Issue #652, opened 2020-04-06
config.datapath() did not return None when file is missing


luojing1211:
config.datapath() should return None when the file is missing, according to the docstring, however it raises an error. This makes the searching for bipm clock correction file fail. What is the right way to do it? None vs Error? 

https://github.com/nanograv/PINT/blob/78596924eb36dbb31e74b8fafb53b4c9cd7c08bb/src/pint/config.py#L36

demorest:
As I just said on the call, I'd vote for leaving the behavior of `config.datapath()` as it is, ie raise an error rather than return None.  We should change the docstring to correctly describe this behavior though.

paulray:
I just ran into this problem when loading TOAs with `bipm_version="BIPM2017"`. That is supposed to try PINT first then fall back to $TEMPO2/clock if that is available. Instead the exception causes it to die. So `bipm_fullpath()` in topo_obs.py needs to be fixed to use try/except if we keep this, as @demorest suggested.

paulray:
I made this fix in my copy and it works fine. I guess I'll make a PR for it at some point

scottransom:
If it fixes the issue, feel free to to just push it up as a bugfix

paulray:
Oops, I changed my mind. Looking at where `datapath()` is used in PINT, I think it should return None instead of raising an exception.

paulray:
This has been dealt with.

PR #663, opened 2020-04-16
Make datapath return None if file not found

paulray:
This is to address issue #652

### DIFF
--- a/src/pint/solar_system_ephemerides.py
+++ b/src/pint/solar_system_ephemerides.py
@@ -52,7 +52,12 @@ def _load_kernel_link(ephem, link=None):
     if ephem in _ephemeris_hits:
         # If we found it earlier just pull it from cache
         coor.solar_system_ephemeris.set(_ephemeris_hits[ephem])
-        log.info("Set solar system ephemeris to link {}".format(_ephemeris_hits[ephem]))
+        # Don't use log.info since this is using a cached version. No need to say it again
+        log.debug(
+            "Set solar system ephemeris to (cached) link {}".format(
+                _ephemeris_hits[ephem]
+            )
+        )
         return
 
     # FIXME: is link supposed to be a URL for the file or a directory?
@@ -67,7 +72,9 @@ def _load_kernel_link(ephem, link=None):
             coor.solar_system_ephemeris.set(ephem_link)
             _ephemeris_hits[ephem] = ephem_link
             log.info(
-                "Set solar system ephemeris to link {}".format(_ephemeris_hits[ephem])
+                "Set solar system ephemeris to link:\n\t{}".format(
+                    _ephemeris_hits[ephem]
+                )
             )
             return
         except (ValueError, IOError) as e:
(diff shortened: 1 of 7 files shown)


paulray:
Should really add a unit test to verify that datapath does what we expect when the file is found and when it is not.

demorest:
So the reason I didn't want to do this is that all the places in the code where `datapath()` is used now need to be updated to check for `None` and do something sensible in that case.  Previously, when `datapath` raised an exception we would at least get a comprehensible error message.  Now we'll get some cryptic message about not being able to do some operation on `NoneType`.

demorest:
So the reason I didn't want to do this is that all the places in the code where `datapath()` is used now need to be updated to check for `None` and do something sensible in that case.  Previously, when `datapath` raised an exception we would at least get a comprehensible error message.  Now we'll get some cryptic message about not being able to do some operation on `NoneType`.

paulray:
Yeah, I thought that too, but several of them are like this:
```
    search_list = [custom_path, datapath(ephem_bsp)]
```
I think this kind of construct will work fine if it returns `None` but would need to be rewritten if it  raises an exception.

The other places in special_locations.py and topo_obs.py already had logic that was expecting `None` as a return value, e.g.:
```
        fullpath = datapath(fname)
        if fullpath is not None:
            return fullpath
```

On the other hand in pulsar_obliquity.py, the situation you describe is correct:
```
OBL = load_obliquity_file(datapath("ecliptic.dat"))
```
So, I think either way there needs to be some rewriting.  I guess I could go either way.

demorest:
Looks like four files use `datapath`:  special_locations.py, topo_obs.py, pulsar_ecliptic.py, solar_system_ephemerides.py.  The first two check for `None` but the latter two don't.  Maybe it's same amount of work either way, but if we are going with the `None` approach those two should be fixed up in this PR.

paulray:
Concur. We should choose the more "pythonic" way, which generally is to not force people to put error checking in their code and just try to do things. But when that does cause an exception, we really don't want a super cryptic exception about trying to operate on None.  I'll think about it a bit and make the PR consistent one way or the other.

src/pint/solar_system_ephemerides.py
```diff
@@ -109,12 +109,18 @@ def _load_kernel_local(ephem, path):
...
+        search_list.append(datapath(ephem_bsp))
+    except FileNotFoundError:
+        # If not found in datapath, just continue. Error will be raised later if also not in "path"
+        pass
     for p in search_list:
         if os.path.exists(p):
             # .set() can accept a path to an ephemeris
             coor.solar_system_ephemeris.set(ephem)
-
+    # Question(paulr): How does this work? It looks like this function should always get to this exception!
```
paulray, line 122: @demorest Can you look at this? I don't understand how it ever worked. It looks like it goes through the search_list and calls `.set(ephem)` for any path that exists, but then it should fall to the raise. How did it not always raise an exception?

paulray:
OK, I made this all consistent, with `datapath()` raising an exception if the file is not found.
There is one place in solar_system_ephemerides.py that I really don't understand. See my question to Paul above.

src/pint/solar_system_ephemerides.py
demorest: yeah that looks pretty busted to me.  I think you're right that it will always raise an exception.  looks like that function is only called from within a try/except that ignores the exception.. probably should understand this and clean it up.

paulray: OK, thanks! I'll give a shot at cleaning it up and add that to this PR

paulray: OK, I pushed some fixes. I don't think load_kernel_local ever worked, it was just hidden by try/except blocks.

paulray:
I think this is OK to merge now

### Task directions:
Isolate each line of the listing above that includes "like". Copy it.

### Expected output:
Yeah, I thought that too, but several of them are like this:
Looks like four files use `datapath`:  special_locations.py, topo_obs.py, pulsar_ecliptic.py, solar_system_ephemerides.py.  The first two check for `None` but the latter two don't.  Maybe it's same amount of work either way, but if we are going with the `None` approach those two should be fixed up in this PR.
+    # Question(paulr): How does this work? It looks like this function should always get to this exception!
paulray, line 122: @demorest Can you look at this? I don't understand how it ever worked. It looks like it goes through the search_list and calls `.set(ephem)` for any path that exists, but then it should fall to the raise. How did it not always raise an exception?
demorest: yeah that looks pretty busted to me.  I think you're right that it will always raise an exception.  looks like that function is only called from within a try/except that ignores the exception.. probably should understand this and clean it up.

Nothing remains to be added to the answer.